» Listed records:
PR #1978, opened 2020-09-14
[BPK-3438]: Support bold in accordion

olliecurtis:
The following PR allows the support of a `weight` prop that can be passed to `BpkAccordionItem` to style the title of the accordion.

- [x] `UNRELEASED.yaml`
- [x] `README.md`
- [x] Tests

React 16.4 compatibility:

Screenshot:

Screenshot 2020-09-14 at 12 45 58

### DIFF
--- a/packages/bpk-component-accordion/README.md
+++ b/packages/bpk-component-accordion/README.md
@@ -97,7 +97,7 @@ const AlignedStopsIcon = withAlignment(StopsIcon, lineHeightBase, iconSizeSm);
 | children  | node     | true     | -             |
 | id        | string   | true     | -             |
 | title     | string   | true     | -             |
-| weight    | See [`BpkText`](https://backpack.github.io/components/text?platform=web#readme) for valid options     | false    | WEIGHT_STYLES.regular         |
+| weight    | See prop details     | false    | WEIGHT_STYLES.regular         |
 | expanded  | bool     | false    | false         |
 | icon      | node     | false    | null          |
 | onClick   | func     | false    | () => null    |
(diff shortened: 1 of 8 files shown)


shaundon:
CI is failing because the prop is `black`, not `heavy` (I said `heavy` in my Slack message but I guessed wrong 🙈 )

shaundon (commented):
It looks good, one thing I'm not sure about though — should we re-export `WEIGHT_STYLES` from `bpk-component-accordion`, so that consumers don't need to import it from `bpk-component-text`?

I'm not certain because I like the simplicity of having them go to the source for it, but then it feels a bit odd that they need to use two different packages to pass this prop in. What do you think?

olliecurtis:
@shaundon - That is a good and interesting point! I guess re-exporting is probably a good idea, especially if a consumer doesn't pass `BpkText` as a child through to the component so won't necessarily have that package installed.

I guess one other potential thing we could do is similar to the `tagName` and `textStyle` we just make consumers pass in the string that they want but use the styles in `BpkText` docs as a reference for supported names?

shaundon:
I guess re-exporting doesn't really have any downsides, so maybe we should go with that?

packages/bpk-component-accordion/README.md
```diff
@@ -115,6 +116,12 @@ const AlignedStopsIcon = withAlignment(StopsIcon, lineHeightBase, iconSizeSm);
 | ------------------------------ | -------- | -------- | ------------- |
 | ~~expanded~~ initiallyExpanded | bool     | false    | false         |
 
+## Prop Details
+
+#### weight
+
+This prop takes `WEIGHT_STYLES` that has been re-exported from `BpkText`. For valid options please refer to the [BpkText](https://backpack.github.io/components/text?platform=web#readme) docs.
+
```
shaundon, line 124: Nice 🤩

shaundon (approved):
L G T M
G
T
M

PR #1979, opened 2020-09-14
[BPK-4150]: Removed italic placeholder style

olliecurtis:
This PR removed the italic placeholder `font-style` and the `italic` bpk token. Turns out we were only using this in the `input` and `textarea` component so was a easy removal.

This shouldn't be a breaking change for our consumers as this token should be only used internally for the component, however as the token is being removed its a breaking change.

» Problem: Would you restate every record word for word?

» Task result:
PR #1978, opened 2020-09-14
[BPK-3438]: Support bold in accordion

olliecurtis:
The following PR allows the support of a `weight` prop that can be passed to `BpkAccordionItem` to style the title of the accordion.

- [x] `UNRELEASED.yaml`
- [x] `README.md`
- [x] Tests

React 16.4 compatibility:

Screenshot:

Screenshot 2020-09-14 at 12 45 58

### DIFF
--- a/packages/bpk-component-accordion/README.md
+++ b/packages/bpk-component-accordion/README.md
@@ -97,7 +97,7 @@ const AlignedStopsIcon = withAlignment(StopsIcon, lineHeightBase, iconSizeSm);
 | children  | node     | true     | -             |
 | id        | string   | true     | -             |
 | title     | string   | true     | -             |
-| weight    | See [`BpkText`](https://backpack.github.io/components/text?platform=web#readme) for valid options     | false    | WEIGHT_STYLES.regular         |
+| weight    | See prop details     | false    | WEIGHT_STYLES.regular         |
 | expanded  | bool     | false    | false         |
 | icon      | node     | false    | null          |
 | onClick   | func     | false    | () => null    |
(diff shortened: 1 of 8 files shown)


shaundon:
CI is failing because the prop is `black`, not `heavy` (I said `heavy` in my Slack message but I guessed wrong 🙈 )

shaundon (commented):
It looks good, one thing I'm not sure about though — should we re-export `WEIGHT_STYLES` from `bpk-component-accordion`, so that consumers don't need to import it from `bpk-component-text`?

I'm not certain because I like the simplicity of having them go to the source for it, but then it feels a bit odd that they need to use two different packages to pass this prop in. What do you think?

olliecurtis:
@shaundon - That is a good and interesting point! I guess re-exporting is probably a good idea, especially if a consumer doesn't pass `BpkText` as a child through to the component so won't necessarily have that package installed.

I guess one other potential thing we could do is similar to the `tagName` and `textStyle` we just make consumers pass in the string that they want but use the styles in `BpkText` docs as a reference for supported names?

shaundon:
I guess re-exporting doesn't really have any downsides, so maybe we should go with that?

packages/bpk-component-accordion/README.md
```diff
@@ -115,6 +116,12 @@ const AlignedStopsIcon = withAlignment(StopsIcon, lineHeightBase, iconSizeSm);
 | ------------------------------ | -------- | -------- | ------------- |
 | ~~expanded~~ initiallyExpanded | bool     | false    | false         |
 
+## Prop Details
+
+#### weight
+
+This prop takes `WEIGHT_STYLES` that has been re-exported from `BpkText`. For valid options please refer to the [BpkText](https://backpack.github.io/components/text?platform=web#readme) docs.
+
```
shaundon, line 124: Nice 🤩

shaundon (approved):
L G T M
G
T
M

PR #1979, opened 2020-09-14
[BPK-4150]: Removed italic placeholder style

olliecurtis:
This PR removed the italic placeholder `font-style` and the `italic` bpk token. Turns out we were only using this in the `input` and `textarea` component so was a easy removal.

This shouldn't be a breaking change for our consumers as this token should be only used internally for the component, however as the token is being removed its a breaking change.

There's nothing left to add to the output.